Scalable malware clustering through coarse-grained behavior modeling
Tan, Hee Beng Kuan
Shar, Lwin Khin
Date of Issue2012
International Symposium on the Foundations of Software Engineering (20th : 2012 : Cary, USA)
School of Electrical and Electronic Engineering
Anti-malware vendors receive several thousand new malware (malicious software) variants per day. Due to large volume of malware samples, it has become extremely important to group them based on their malicious characteristics. Grouping of malware variants that exhibit similar behavior helps to generate malware signatures more efficiently. Unfortunately, exponential growth of new malware variants and huge-dimensional feature space, as used in existing approaches, make the clustering task very challenging and difficult to scale.
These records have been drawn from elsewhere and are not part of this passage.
PR #1236, opened 2024-02-05
Fixes GDB-9475, GDB-9476 and GDB-9483

boyan-tonchev:
## What
 - GDB-9476: this issue arises when there are no triples matching the query, leading to improper display empty row message;
 - GDB-9483: fix query explain plan styling when displayed in multiple yasgui tabs;
 - GDB-9475: There is an issue with the display of extended-table plugin controls. The problem can be reproduced with the following scenario:
  - execute a select query;
  - execute an update query.
 - GDB-9475: The info message that describes the result of executed queries is differently positioned than in the old implementation of YASGUI.

## Why
 - GDB-9476: the empty result message is displayed as row of datatable (jquery datatable behaviour). But the first column (row number) can be hidden and this causes the issues;
 - GDB-9483: there was a wrong selector from the document for the explain plan html element on which the styling should be applied which in this case was always the first yasgui tab where there is one. In result the rest tabs with displayed explain plan remained unstyled;
 - GDB-9475: The plugin controls are cleared only if the plugin is changed. In this case, even though the plugin remains the same, no plugin will be displayed;
 - GDB-9475: The header of the result has two sections. The first section is where the rendered plugin can insert some controls related to its functionality, and the second section is the message describing the processed query. Between these sections, there is an element that takes up all available space. In the result, the first section is on the left, and the second is on the right side. The message from the issue is displayed for an update query. The update queries do not return a result, and there is no registered plugin to be rendered. In this case, the old implementation showed the message on the left. However, in the new implementation, the message is pushed out from the spacer on the right side.

## How
Increased the "ontotext-yasgui-web-component" version.

# Additional work
 - Added translation for no results message.

### DIFF
--- a/package-lock.json
+++ b/package-lock.json
@@ -34,7 +34,7 @@
                 "ng-file-upload": "^12.2.13",
                 "ng-tags-input": "^3.2.0",
                 "oclazyload": "^1.1.0",
-                "ontotext-yasgui-web-component": "1.1.24",
+                "ontotext-yasgui-web-component": "1.1.25",
                 "shepherd.js": "^11.1.1"
             },
             "devDependencies": {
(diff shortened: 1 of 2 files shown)


boyan-tonchev:
Jenkins retry build

svilenvelikov (approved):

PR #1239, opened 2024-02-05
GDB-9471 enable inferred data and expand on same as property buttons in visual graph config

svilenvelikov:
## What
Enable inferred data and expand on same as property buttons in visual graph config view.

## Why
The user should be able to configure these two properties in the visual graph config.

## How
Provided configuration for enabling these two buttons in the yasqe.

(cherry picked from commit 66631591eb36020b3f97ccdfe7dd09eaddc218e5)


svilenvelikov:
Jenkins retry build

PR #1660, opened 2024-10-29
GDB-10937: Automatically Update Validation in Create/Edit Agent Dialog

boyan-tonchev:
## What
The validation for the create/edit agent dialog is refreshed when the dialog’s tab becomes active.

## Why
When users open the create/edit agent dialog and select the "FTS," "Similarity," or "ChatGPT" execution method, a help message appears if the required settings are not yet configured in GraphDB. This message provides a link to the appropriate view in the workbench. After users navigate to that view and complete the necessary setup, they can return to the dialog tab, where the validation will update automatically to reflect these changes, eliminating the need for additional manual refresh actions.

## How
An event listener was added to detect when the user reactivates the tab containing the open create/edit agent dialog. When this event occurs, the dialog’s validation is automatically refreshed to incorporate any changes the user made.

## Additional work
Added validation to the Full-text Search (FTS) query method.

### DIFF
--- a/src/js/angular/ttyg/controllers/agent-settings-modal.controller.js
+++ b/src/js/angular/ttyg/controllers/agent-settings-modal.controller.js
@@ -241,6 +241,9 @@ function AgentSettingsModalController(
      */
     $scope.updateSimilaritySearchPanel = (clearIndexSelection = false) => {
         const similaritySearchExtractionMethod = $scope.agentFormModel.assistantExtractionMethods.getSimilarityExtractionMethod();
+        if (!similaritySearchExtractionMethod.selected) {
+            return;
+        }
         if (clearIndexSelection) {
             similaritySearchExtractionMethod.similarityIndex = null;
         }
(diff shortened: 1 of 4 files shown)


src/js/angular/ttyg/controllers/agent-settings-modal.controller.js
```diff
@@ -262,8 +268,19 @@ function AgentSettingsModalController(
 
     $scope.checkIfFTSEnabled = () => {
         if (!$scope.agentFormModel.repositoryId) {
+            $scope.agentSettingsForm.$setValidity('FTSDisabled', false);
```
svilenvelikov, line 271: You must add this in the template for the FTS method as well `ng-class="{'has-error': agentSettingsForm.$error.FTSDisabled}"`

svilenvelikov: Now I see that this is missing also for the similarity search panel. Add it there too please

svilenvelikov (approved):

PR #1665, opened 2024-10-30
GDB-11114: License appears editable regardless than GraphDB configured through a file

boyan-tonchev:
GDB-11114: License appears editable regardless than GraphDB configured through a file

What
The buttons "Revert to Free License" and "Set New License" are visible, and the informational message, "License cannot be changed from the Workbench as it was set ..." does not appear, regardless than GraphDB has a license set via the configuration graphdb.license.file.

Why
This occurs due to an incorrect check following the server response.

How
The license configuration check has been corrected to address this issue.

(cherry picked from commit f298e2c4523d2b9fcecd96f032b996729e3ddf72)


boyan-tonchev:
Jenkins retry build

Furthermore, malware behavior modeling techniques proposed in the literature do not scale well, where malware feature space grows in proportion with the number of samples under examination. In this paper, we propose a scalable malware behavior modeling technique that models the interactions between malware and sensitive system resources in a coarse-grained manner. Coarse-grained behavior modeling enables us to generate malware feature space that does not grow in proportion with the number of samples under examination. A preliminary study shows that our approach generates 289 times less malware features and yet improves the average clustering accuracy by 6.20% comparing to a state-of-the-art malware clustering technique.